See: /cluster/examples/what_shared

Remember that the advantage of using processes such as these instead of threads is that the processes could potentially be running on different systems. But if they are going to cooperate, they will need to communicate:

Sockets and pipes provide only a very rudimentary interprocess communication. Each "message" sent through a pipe or across a socket has a unique sender and unique receiver and is really nothing more than a stream of bytes. The sender and receiver must add any structure to these communcations.

Here's a very simplistic example of two processes that can communicate over raw sockets. It is included mainly to show you that you don't want to be doing this if you can help it:

See: /cluster/examples/socket

For many applications, this primitive interface is unreasonable. We want something at a higher level. Message passing libraries have evolved to meet this need.

Message Passing Libraries

Point-to-Point Communication

All message passing is based on the simple send and receive operations

   P0: send(addr,len,dest,tag)

   P1: receive(addr,max_len,src,tag,rec_len)

These are basic components in any message-passing implementation. There may be others introduced by a specific library.

Point-to-Point Communication - Blocking

Blocking communication has simple semantics:

But beware of deadlock when using blocking routines!!
              Proc 0          Proc 1
        -------------------------------------
            bsend(to 1)    bsend(to 0)
           brecv(from 1)  brecv(from 0)

If both processors' send buffers cannot be copied into system buffers, or if the calls are strictly synchronous, the calls will block until the corresponding receive call is made... Neither can proceed... deadlock...

Possible solutions - reorder to guarantee matching send/receive pairs, or use nonblocking routines...

Point-to-Point Communication - Nonblocking

Example:

              Proc 0          Proc 1
        -------------------------------------
            nbsend(to 1)    nbsend(to 0)
           nbrecv(from 1)  nbrecv(from 0)
           compute......   compute......
             waitall         waitall
            use result      use result

During the "compute......" phase, it's possible that the communication can be completed "in the background" while the computation proceeds, so when the "waitall" lines are reached, the program can just continue.

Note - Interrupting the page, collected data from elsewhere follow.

PR #969, opened 2022-01-07
BIDS Validator XS

TheChymera:
Draft PR to track the diff for a smaller BIDS validator.


TheChymera:
NOTES from meeting:

* Example data for testing: https://github.com/bids-standard/bids-examples/
* Repository of path-accessible schema versions, only https://github.com/bids-standard/bids-schema , older versions will need to be added, which might break due to logic updates — potentially old schemas can be updated wrt. logic but not content. This might shape up to be a lot of work when updating schema logic.

TheChymera:
@tsalo @yarikoptic path validation should be done pretty reliably now, and a slight variation of the code is already used “in production” as part of DANDI. I think this is ready for a review.

Only thing missing are integration tests (commented out right now), since I'm unsure how you would like to handle the reference data download. DANDI uses a fixture, though maybe a static archive could also do, or even an included archive. The issue with pulling from git is that tests might break due to asynchronous test data and validator updates. Though maybe that's desired to make enough noise to ensure the code always stays up to date....

TheChymera:
@effigies @tsalo updated it to work after the latest update following the hackathon, also has good test coverage. Not fully featured as of right now (only checking filenames, still, and not using the error codes), but I think merging the current version already offers good value, and I can add further features incrementally, possibly in sync with what we consider most definitive-ish.

tools/schemacode/schemacode/validator.py
```diff
@@ -0,0 +1,733 @@
...
+        regex_extensions = fixed_variant_extensions[0]
+    regex_string = f"{regex_string}{regex_extensions}"
+
+    return regex_string
+
+
+def _add_subdirs(regex_string, variant, datatype, entity_definitions, modality_datatypes):
+    """Add appropriate subdirectories as required by entities present."""
+
+    label = "([a-z,A-Z,0-9]*?)"
```
effigies, line 160: I don't think you're using special options with the `re` module, so I'm pretty sure these commas are out of place.

```suggestion
    label = "([a-zA-Z0-9]*?)"
```

```Python
>>> import re
>>> re.match(r"[a-z,A-Z]*", "abc,def")
<re.Match object; span=(0, 7), match='abc,def'>
>>> re.match(r"[a-zA-Z]*", "abc,def")
<re.Match object; span=(0, 3), match='abc'>
```

tools/schemacode/schemacode/validator.py
```diff
@@ -0,0 +1,733 @@
...
+    * More issues in comments.
+    * Using pre 3.8 string formatting for legibility.
+
+    Returns
+    -------
+    regex_schema : list of dict
+        A list of dictionaries, with keys including 'regex' and 'mandatory'.
+    """
+
+    label = "([a-z,A-Z,0-9]*?)"
```
effigies, line 262:
```suggestion
    label = "([a-zA-Z0-9]*?)"
```

tools/schemacode/schemacode/validator.py
TheChymera: thank you, solved!

rwblair:
Does not seem to validate sidecar files at the root of the dataset:
`2022-05-19 14:25:52,937 [ WARNING] The `/home/rwblair/projects/datasets/ds000003/task-rhymejudgment_bold.json` file was not matched by any regex schema entry.`

tools/schemacode/schemacode/validator.py
```diff
@@ -0,0 +1,733 @@
...
+        regex_extensions = fixed_variant_extensions[0]
+    regex_string = f"{regex_string}{regex_extensions}"
+
+    return regex_string
+
+
+def _add_subdirs(regex_string, variant, datatype, entity_definitions, modality_datatypes):
+    """Add appropriate subdirectories as required by entities present."""
+
+    label = "([a-zA-Z0-9]*?)"
```
effigies, line 160: I think we want at least one character, and greedy. These should always end with `_` or `.` or `/`, right? And shouldn't we have indices for things like `run` and `echo`?

```suggestion
    label = "([a-zA-Z0-9]+)"
    index = "(\d+)" 
```

TheChymera: loaded it from the schema, should be the most.... schema-tic ;) way to do it.

TheChymera:
@effigies loading variable field strings from the schema now. You said we could merge before the inheritance thing? It's in the notes, but might be best for a separate PR.

effigies (approved):
Agreed. Let's merge and have a base to work off of.

@yarikoptic Would you mind doing a review?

Deadlock is less likely but we still must be careful - the burden of avoiding deadlock is on the programmer in a message passing model of parallel computation.

Collective Communication

Some common operations don't fit well into a point-to-point communication scheme. Here, we may use collective communication routines.

These kinds of operations can be achieved through a series of point-to-point communication steps, but operators are often provided.

Using collective communication operators provided is generally better than trying to do it yourself. In addition to providing convenience, the message passing library can often perform the operations more efficiently by taking advantage of low-level functionality.

Message Passing Interface (MPI)

The Message Passing Interface (MPI) was created by a standards committee in the early 1990's.

MPI Terminology

MPI Simple Program - basic MPI functions

You already saw and exectuted a simple MPI "Hello, World" program back in the first week.

Remember that you will need to run this with mpirun (on bullpen) or mpiexec (on dhanni) if you want to get more than one process!

MPI calls and constructs in the "Hello, World" program:

The model of parallelism is very different from what we have seen. All of our processes exist for the life of the program. We are not allowed to do anything before MPI_Init() or after MPI_Finalize(). We need to think in terms of a number of copies of the same program all starting up at MPI_Init().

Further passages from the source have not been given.